Start of Block
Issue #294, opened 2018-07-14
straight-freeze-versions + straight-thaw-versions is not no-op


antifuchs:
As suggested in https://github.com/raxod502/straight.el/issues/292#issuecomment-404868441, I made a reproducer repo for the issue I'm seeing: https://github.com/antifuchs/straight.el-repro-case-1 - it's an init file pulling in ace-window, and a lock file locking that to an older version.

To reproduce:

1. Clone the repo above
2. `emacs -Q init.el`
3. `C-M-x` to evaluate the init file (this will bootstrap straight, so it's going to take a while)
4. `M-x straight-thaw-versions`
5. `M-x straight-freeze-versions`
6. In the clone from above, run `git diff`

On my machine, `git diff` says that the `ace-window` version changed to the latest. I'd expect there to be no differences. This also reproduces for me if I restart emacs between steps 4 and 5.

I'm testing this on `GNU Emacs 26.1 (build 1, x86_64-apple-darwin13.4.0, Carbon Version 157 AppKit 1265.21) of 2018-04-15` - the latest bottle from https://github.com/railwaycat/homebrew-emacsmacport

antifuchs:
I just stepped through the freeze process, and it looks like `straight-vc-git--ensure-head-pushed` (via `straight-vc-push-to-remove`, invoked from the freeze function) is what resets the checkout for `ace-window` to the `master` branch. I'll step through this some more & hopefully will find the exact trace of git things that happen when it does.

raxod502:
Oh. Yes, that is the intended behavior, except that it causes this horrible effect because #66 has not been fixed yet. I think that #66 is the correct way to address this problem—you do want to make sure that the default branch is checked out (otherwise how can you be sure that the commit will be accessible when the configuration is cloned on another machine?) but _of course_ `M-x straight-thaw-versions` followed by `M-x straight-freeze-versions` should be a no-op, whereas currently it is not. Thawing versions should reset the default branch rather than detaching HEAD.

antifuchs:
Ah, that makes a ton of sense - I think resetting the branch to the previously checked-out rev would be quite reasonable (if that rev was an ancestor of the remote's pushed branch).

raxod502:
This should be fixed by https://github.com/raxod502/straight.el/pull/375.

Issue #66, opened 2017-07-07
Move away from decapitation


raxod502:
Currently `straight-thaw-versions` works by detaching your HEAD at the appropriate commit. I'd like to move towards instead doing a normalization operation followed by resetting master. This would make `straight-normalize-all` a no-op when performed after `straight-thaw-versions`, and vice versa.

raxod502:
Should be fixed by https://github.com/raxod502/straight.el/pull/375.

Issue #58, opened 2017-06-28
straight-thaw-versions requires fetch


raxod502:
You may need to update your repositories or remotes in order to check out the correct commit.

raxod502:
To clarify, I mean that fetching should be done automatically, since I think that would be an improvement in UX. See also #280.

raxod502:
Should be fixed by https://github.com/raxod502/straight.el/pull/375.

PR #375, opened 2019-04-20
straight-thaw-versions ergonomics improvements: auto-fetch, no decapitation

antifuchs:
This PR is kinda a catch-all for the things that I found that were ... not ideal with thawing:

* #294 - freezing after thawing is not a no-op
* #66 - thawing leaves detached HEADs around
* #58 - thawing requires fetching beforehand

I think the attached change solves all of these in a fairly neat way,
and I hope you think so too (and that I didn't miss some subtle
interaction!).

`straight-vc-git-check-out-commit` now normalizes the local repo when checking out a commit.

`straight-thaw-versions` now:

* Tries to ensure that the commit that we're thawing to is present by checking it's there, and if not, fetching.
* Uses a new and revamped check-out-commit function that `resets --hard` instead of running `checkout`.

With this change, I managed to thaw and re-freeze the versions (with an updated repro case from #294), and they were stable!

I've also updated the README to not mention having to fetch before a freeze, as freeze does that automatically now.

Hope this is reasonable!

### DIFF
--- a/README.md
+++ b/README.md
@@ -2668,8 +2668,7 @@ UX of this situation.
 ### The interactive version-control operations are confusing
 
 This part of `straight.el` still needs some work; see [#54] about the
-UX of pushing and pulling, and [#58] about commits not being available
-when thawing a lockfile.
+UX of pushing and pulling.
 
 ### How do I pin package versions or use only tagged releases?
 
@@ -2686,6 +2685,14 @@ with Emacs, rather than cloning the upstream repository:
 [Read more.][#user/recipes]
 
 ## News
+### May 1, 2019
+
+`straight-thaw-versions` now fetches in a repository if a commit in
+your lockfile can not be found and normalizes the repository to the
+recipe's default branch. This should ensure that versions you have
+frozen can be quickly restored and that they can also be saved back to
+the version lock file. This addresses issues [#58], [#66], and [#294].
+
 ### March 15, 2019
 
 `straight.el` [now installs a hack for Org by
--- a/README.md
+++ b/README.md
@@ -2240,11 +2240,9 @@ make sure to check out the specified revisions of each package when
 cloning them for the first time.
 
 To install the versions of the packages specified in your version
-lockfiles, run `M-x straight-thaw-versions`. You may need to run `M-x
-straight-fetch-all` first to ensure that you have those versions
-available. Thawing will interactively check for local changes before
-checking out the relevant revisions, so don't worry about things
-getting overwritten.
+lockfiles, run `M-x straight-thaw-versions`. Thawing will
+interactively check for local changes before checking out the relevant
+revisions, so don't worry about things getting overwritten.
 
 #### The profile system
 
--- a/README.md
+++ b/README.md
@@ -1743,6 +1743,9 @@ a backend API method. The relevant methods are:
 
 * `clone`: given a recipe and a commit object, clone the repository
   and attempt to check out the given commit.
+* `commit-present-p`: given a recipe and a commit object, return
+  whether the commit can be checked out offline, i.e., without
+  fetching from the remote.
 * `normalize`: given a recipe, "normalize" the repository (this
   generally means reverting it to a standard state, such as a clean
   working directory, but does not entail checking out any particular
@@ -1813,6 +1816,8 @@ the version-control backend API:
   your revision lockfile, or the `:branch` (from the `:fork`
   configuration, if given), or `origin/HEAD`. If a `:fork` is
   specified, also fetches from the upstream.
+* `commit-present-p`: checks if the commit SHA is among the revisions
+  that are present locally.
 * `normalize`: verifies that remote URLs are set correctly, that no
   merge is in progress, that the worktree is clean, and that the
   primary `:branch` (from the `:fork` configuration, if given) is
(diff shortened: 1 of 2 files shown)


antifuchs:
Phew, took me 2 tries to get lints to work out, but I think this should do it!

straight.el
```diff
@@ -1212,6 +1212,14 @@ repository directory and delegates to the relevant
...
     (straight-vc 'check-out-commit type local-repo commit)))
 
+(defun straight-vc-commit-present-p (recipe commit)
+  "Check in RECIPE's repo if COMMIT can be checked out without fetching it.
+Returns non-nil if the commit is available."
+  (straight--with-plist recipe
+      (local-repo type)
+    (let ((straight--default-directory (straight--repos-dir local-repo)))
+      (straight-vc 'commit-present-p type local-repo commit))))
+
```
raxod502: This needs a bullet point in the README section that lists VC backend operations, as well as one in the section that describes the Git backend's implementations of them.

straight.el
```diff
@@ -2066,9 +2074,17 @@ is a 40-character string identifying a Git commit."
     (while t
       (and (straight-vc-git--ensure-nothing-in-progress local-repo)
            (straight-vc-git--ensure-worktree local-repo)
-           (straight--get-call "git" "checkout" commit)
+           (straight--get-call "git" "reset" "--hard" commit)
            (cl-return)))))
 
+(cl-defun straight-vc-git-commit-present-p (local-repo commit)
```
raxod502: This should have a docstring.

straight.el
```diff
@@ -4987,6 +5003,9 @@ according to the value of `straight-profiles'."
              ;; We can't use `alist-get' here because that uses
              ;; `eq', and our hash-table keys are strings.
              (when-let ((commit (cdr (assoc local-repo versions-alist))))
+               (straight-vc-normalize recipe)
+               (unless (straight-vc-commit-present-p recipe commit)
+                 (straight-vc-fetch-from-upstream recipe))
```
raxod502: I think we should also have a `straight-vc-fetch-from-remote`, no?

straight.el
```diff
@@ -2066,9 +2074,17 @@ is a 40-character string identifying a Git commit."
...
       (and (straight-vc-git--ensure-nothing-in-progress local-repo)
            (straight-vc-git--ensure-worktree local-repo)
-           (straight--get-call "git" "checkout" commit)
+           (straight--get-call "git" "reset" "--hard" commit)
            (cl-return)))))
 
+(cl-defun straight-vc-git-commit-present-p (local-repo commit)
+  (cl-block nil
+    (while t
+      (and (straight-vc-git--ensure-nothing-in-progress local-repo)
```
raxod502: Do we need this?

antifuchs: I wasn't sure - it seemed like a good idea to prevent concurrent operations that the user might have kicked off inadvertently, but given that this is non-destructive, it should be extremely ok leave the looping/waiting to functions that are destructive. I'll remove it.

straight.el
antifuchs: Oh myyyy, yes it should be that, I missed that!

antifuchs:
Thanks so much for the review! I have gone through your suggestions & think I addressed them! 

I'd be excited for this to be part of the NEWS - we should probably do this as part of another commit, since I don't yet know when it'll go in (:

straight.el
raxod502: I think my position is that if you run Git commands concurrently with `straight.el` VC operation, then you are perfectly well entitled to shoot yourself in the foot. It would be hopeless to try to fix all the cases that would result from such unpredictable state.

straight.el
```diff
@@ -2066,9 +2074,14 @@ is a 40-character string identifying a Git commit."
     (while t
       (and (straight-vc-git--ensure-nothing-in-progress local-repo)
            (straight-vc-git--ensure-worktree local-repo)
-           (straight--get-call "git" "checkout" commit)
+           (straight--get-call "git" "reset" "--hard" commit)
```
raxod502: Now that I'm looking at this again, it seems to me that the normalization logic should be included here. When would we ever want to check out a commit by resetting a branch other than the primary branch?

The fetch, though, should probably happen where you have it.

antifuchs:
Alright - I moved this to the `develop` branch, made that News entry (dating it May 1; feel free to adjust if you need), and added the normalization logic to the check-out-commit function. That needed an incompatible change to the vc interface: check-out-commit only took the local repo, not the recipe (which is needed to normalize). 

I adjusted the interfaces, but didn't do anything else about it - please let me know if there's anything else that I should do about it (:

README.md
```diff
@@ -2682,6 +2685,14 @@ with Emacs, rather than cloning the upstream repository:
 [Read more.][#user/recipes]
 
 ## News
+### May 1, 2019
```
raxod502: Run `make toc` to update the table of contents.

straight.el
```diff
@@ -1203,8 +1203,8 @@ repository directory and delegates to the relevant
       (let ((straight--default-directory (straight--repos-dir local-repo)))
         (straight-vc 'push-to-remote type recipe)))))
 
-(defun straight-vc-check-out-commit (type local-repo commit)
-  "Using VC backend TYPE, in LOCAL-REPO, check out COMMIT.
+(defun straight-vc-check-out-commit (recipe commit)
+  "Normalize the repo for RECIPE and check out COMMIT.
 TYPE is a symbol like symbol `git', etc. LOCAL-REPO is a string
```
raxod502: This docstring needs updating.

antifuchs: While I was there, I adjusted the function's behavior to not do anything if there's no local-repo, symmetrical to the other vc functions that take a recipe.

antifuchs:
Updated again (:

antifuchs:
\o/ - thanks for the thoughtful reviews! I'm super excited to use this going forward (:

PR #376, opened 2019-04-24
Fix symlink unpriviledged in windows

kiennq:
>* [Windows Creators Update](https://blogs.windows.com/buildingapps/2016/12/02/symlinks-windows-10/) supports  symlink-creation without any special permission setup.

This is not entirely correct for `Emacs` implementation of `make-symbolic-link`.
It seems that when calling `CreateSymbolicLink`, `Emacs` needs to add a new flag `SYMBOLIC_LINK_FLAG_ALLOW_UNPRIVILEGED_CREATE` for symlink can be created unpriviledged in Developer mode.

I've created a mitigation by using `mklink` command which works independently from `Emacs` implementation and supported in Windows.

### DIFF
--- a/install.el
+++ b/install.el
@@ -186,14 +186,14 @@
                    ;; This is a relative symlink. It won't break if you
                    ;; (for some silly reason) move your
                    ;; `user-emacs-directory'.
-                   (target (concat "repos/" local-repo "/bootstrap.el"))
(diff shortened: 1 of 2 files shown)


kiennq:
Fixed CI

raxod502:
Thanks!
End of Block
GOAL OF THE EXERCISE.
From the listing above, repeat exactly the lines starting at the line that includes "-getting overwritten." and ending at the line that includes "generally means reverting", with nothing outside that span.

OUTPUT.
-getting overwritten.
+lockfiles, run `M-x straight-thaw-versions`. Thawing will
+interactively check for local changes before checking out the relevant
+revisions, so don't worry about things getting overwritten.
 
 #### The profile system
 
--- a/README.md
+++ b/README.md
@@ -1743,6 +1743,9 @@ a backend API method. The relevant methods are:
 
 * `clone`: given a recipe and a commit object, clone the repository
   and attempt to check out the given commit.
+* `commit-present-p`: given a recipe and a commit object, return
+  whether the commit can be checked out offline, i.e., without
+  fetching from the remote.
 * `normalize`: given a recipe, "normalize" the repository (this
   generally means reverting it to a standard state, such as a clean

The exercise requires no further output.